Exercise aim — Count up the lines in the following listing that hold the word "invalid", then give only that count.

Records supplied —
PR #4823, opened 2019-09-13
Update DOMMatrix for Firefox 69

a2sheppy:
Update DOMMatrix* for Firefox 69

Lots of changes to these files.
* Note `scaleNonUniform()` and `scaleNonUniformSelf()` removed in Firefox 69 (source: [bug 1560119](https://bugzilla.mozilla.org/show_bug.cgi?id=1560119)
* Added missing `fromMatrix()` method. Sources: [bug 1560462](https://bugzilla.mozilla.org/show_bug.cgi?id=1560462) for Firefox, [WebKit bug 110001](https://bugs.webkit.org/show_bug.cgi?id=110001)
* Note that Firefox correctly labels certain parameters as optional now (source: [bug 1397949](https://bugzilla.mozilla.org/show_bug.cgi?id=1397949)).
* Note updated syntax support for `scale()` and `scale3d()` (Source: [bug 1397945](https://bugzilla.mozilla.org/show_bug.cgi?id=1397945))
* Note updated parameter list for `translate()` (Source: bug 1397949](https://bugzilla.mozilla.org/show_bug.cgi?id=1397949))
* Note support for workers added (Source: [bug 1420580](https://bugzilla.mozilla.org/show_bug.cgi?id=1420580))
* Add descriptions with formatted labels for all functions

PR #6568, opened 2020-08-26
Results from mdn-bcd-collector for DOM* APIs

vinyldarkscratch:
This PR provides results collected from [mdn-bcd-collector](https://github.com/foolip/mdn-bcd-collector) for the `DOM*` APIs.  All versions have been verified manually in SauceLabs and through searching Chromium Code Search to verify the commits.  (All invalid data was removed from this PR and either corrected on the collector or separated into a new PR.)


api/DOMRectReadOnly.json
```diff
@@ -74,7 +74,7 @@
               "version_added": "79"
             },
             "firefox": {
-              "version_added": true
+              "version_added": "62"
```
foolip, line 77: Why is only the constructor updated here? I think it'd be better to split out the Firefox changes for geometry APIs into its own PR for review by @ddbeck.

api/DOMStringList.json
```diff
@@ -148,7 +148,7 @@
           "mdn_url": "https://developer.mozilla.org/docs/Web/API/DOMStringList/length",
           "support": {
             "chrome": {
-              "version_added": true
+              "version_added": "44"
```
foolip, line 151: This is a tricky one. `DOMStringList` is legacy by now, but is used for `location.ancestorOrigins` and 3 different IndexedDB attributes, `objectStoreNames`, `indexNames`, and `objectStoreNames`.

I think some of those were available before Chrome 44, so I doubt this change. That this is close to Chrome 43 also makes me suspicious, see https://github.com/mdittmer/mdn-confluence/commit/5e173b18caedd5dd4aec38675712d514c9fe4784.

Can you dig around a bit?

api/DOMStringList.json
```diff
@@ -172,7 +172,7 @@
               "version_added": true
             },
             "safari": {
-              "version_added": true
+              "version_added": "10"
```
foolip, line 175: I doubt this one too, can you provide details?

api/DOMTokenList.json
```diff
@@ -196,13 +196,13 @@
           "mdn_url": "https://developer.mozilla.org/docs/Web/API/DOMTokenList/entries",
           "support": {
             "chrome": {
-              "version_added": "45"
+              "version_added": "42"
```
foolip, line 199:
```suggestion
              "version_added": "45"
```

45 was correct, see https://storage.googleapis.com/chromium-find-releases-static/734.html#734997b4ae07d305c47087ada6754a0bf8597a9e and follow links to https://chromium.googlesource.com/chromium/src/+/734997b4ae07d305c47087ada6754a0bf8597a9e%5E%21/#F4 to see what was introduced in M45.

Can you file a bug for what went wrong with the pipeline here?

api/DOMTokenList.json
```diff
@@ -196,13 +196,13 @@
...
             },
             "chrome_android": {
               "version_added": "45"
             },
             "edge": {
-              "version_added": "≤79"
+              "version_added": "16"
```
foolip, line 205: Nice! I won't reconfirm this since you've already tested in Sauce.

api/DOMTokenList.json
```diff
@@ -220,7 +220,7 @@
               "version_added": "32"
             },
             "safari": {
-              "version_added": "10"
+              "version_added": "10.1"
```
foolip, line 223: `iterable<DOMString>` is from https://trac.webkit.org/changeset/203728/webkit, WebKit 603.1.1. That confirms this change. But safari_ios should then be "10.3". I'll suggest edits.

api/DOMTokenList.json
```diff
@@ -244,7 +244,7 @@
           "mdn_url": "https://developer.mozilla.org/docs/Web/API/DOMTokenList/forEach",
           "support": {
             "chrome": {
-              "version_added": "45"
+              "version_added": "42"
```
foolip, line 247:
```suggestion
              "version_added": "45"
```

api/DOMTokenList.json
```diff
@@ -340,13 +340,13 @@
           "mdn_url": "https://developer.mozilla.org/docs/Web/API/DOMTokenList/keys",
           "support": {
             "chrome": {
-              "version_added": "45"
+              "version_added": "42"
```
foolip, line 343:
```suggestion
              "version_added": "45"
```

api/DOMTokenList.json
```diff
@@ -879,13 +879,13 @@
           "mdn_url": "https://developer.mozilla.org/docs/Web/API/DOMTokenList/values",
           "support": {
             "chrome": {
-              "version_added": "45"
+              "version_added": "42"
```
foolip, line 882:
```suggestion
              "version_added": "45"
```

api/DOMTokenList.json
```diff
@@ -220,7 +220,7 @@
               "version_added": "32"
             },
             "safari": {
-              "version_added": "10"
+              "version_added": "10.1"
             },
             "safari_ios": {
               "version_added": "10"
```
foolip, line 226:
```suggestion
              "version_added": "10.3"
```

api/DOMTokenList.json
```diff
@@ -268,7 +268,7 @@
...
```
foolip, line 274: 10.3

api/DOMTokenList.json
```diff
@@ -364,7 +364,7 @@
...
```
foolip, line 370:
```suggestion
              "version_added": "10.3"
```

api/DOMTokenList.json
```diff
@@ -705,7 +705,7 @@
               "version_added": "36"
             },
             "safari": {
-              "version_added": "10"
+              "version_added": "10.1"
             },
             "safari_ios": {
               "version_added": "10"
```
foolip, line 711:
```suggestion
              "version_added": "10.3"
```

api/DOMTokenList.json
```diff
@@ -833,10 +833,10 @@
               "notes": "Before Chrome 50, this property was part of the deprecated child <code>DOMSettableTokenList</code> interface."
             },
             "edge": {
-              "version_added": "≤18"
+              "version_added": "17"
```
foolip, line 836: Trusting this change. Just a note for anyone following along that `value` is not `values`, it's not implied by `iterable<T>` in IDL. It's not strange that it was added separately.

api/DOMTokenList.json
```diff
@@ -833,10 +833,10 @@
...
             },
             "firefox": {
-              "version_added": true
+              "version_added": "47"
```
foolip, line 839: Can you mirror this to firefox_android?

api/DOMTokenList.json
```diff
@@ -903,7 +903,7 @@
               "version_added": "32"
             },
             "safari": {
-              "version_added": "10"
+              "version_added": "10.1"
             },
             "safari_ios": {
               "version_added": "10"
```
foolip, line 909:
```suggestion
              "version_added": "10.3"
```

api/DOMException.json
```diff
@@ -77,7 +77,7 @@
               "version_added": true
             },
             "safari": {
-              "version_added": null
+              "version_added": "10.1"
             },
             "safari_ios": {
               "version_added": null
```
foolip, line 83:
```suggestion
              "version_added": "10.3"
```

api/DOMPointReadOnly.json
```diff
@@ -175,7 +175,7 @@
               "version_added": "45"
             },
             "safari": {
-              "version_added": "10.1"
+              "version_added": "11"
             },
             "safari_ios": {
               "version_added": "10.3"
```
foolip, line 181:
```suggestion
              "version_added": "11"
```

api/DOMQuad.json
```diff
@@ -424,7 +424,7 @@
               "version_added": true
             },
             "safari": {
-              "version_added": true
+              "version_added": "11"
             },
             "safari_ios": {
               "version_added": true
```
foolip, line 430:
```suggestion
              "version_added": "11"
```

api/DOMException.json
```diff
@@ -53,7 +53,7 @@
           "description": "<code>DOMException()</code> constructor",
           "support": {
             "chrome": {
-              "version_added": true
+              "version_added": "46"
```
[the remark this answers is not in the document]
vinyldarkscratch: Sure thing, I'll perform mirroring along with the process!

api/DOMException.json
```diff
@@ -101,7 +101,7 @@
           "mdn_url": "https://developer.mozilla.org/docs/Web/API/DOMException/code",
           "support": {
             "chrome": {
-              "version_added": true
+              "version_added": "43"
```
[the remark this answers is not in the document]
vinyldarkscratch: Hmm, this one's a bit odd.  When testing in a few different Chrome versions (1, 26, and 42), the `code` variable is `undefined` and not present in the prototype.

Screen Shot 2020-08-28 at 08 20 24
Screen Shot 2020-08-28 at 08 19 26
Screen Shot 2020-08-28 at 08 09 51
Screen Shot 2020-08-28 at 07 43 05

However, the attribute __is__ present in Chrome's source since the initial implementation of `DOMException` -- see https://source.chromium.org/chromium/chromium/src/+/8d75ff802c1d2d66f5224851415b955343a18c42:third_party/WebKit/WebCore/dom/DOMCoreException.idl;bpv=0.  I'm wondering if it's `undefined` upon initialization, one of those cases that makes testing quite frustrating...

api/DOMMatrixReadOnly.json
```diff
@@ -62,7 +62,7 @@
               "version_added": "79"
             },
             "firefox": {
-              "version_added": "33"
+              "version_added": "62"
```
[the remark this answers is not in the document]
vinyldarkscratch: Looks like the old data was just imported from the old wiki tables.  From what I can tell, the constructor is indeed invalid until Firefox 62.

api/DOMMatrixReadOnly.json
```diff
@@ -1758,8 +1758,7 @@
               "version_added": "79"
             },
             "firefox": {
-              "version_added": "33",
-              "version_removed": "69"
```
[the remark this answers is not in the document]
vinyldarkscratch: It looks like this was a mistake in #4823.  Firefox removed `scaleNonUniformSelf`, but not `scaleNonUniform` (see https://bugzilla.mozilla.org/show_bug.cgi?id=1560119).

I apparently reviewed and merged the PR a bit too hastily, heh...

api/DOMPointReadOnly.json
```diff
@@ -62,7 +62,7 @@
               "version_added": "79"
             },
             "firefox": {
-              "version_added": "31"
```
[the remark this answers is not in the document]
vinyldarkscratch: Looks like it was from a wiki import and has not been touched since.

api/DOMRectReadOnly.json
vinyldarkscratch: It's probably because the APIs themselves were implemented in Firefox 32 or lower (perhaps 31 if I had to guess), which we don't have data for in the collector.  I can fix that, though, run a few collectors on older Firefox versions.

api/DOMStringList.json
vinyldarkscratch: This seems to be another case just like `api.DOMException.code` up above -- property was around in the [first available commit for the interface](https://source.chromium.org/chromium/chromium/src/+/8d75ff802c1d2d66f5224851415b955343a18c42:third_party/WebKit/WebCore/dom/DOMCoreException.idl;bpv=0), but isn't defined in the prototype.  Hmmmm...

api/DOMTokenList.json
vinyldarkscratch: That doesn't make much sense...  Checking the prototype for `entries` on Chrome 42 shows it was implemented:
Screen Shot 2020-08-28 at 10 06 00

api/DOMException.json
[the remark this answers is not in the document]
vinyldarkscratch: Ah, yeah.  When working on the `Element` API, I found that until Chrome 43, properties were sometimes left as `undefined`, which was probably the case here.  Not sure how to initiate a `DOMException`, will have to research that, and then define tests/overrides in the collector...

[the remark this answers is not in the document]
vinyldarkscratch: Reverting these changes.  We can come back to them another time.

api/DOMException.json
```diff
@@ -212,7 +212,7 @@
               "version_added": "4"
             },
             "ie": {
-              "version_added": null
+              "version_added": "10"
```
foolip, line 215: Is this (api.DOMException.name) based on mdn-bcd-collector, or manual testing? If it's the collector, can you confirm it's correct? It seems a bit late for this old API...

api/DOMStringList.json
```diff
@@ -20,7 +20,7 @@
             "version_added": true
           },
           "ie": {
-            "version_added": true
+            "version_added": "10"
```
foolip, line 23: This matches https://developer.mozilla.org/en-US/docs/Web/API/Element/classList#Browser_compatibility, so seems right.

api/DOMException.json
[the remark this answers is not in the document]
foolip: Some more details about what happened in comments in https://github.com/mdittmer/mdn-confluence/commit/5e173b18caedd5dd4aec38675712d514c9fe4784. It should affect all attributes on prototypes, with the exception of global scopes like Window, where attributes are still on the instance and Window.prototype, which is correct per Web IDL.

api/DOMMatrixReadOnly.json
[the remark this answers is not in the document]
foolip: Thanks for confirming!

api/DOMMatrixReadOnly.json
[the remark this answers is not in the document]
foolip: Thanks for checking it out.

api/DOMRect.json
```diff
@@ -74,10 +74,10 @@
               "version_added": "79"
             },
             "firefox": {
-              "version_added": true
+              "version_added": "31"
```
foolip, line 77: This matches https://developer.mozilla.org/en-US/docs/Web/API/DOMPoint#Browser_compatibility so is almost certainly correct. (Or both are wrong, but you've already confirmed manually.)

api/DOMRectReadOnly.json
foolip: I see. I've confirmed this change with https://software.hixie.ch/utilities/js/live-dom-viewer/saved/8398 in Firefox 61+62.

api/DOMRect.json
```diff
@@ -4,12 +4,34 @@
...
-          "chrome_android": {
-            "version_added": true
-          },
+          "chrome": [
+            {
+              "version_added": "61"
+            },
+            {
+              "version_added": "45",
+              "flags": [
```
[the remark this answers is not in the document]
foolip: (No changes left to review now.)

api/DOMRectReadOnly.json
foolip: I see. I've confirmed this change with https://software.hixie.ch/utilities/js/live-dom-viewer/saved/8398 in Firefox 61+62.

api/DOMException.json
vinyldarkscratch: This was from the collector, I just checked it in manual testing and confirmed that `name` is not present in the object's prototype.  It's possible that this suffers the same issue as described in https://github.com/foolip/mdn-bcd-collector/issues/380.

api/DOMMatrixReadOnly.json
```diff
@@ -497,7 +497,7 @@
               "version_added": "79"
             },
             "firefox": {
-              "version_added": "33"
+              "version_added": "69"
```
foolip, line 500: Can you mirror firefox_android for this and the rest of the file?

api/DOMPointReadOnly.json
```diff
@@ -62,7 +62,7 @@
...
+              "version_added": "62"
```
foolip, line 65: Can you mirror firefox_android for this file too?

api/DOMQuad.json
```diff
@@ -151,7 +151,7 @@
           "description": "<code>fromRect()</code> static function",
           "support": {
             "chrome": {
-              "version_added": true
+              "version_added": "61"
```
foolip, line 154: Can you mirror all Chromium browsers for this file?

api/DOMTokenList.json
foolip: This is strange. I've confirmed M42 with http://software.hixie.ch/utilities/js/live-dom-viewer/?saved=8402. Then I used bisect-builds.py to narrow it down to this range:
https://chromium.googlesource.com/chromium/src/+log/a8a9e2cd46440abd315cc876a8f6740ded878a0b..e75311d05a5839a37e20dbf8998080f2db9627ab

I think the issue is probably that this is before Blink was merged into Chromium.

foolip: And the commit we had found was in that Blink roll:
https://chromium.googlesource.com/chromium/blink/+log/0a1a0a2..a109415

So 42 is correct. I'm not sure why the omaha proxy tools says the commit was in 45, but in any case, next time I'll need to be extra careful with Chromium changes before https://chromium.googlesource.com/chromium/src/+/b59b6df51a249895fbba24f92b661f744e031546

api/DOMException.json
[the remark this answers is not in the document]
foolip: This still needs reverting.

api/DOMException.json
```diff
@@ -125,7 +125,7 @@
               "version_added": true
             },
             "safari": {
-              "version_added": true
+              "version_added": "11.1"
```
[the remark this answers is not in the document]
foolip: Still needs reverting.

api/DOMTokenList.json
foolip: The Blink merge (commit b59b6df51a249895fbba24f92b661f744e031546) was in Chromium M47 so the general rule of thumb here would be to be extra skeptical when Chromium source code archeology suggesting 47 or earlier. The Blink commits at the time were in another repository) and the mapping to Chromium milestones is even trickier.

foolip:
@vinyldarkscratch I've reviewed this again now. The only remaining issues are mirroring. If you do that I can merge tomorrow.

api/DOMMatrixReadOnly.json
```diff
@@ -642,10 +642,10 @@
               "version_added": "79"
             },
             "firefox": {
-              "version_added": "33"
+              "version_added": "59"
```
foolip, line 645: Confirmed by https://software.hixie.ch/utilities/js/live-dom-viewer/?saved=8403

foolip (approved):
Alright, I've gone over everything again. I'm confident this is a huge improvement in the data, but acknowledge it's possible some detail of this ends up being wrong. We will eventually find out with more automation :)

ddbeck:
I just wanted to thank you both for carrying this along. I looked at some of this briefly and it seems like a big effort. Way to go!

Exercise solution — 2